EXERCISE DETAILS →
Pull every "from" line out of the data below.
======== RECORDS FOR THE EXERCISE
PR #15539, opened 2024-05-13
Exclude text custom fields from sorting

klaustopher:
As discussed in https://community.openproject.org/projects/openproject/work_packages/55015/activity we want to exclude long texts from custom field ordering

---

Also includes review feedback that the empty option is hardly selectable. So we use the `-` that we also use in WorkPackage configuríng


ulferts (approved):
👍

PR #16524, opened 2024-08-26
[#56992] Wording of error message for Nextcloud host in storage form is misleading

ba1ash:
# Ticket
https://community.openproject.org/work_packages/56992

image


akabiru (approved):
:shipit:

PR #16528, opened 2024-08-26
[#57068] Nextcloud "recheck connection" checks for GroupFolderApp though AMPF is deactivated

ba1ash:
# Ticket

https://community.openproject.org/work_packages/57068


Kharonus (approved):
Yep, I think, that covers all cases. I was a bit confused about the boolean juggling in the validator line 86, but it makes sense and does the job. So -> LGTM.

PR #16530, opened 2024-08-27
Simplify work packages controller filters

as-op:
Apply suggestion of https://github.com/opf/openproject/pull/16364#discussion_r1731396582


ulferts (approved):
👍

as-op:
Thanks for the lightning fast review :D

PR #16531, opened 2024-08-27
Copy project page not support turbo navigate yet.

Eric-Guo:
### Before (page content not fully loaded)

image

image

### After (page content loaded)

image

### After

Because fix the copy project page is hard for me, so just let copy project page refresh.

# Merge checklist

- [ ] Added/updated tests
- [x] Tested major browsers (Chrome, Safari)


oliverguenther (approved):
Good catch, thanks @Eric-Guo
================
ANSWER TO THIS PROBLEM →
Exclude text custom fields from sorting
As discussed in https://community.openproject.org/projects/openproject/work_packages/55015/activity we want to exclude long texts from custom field ordering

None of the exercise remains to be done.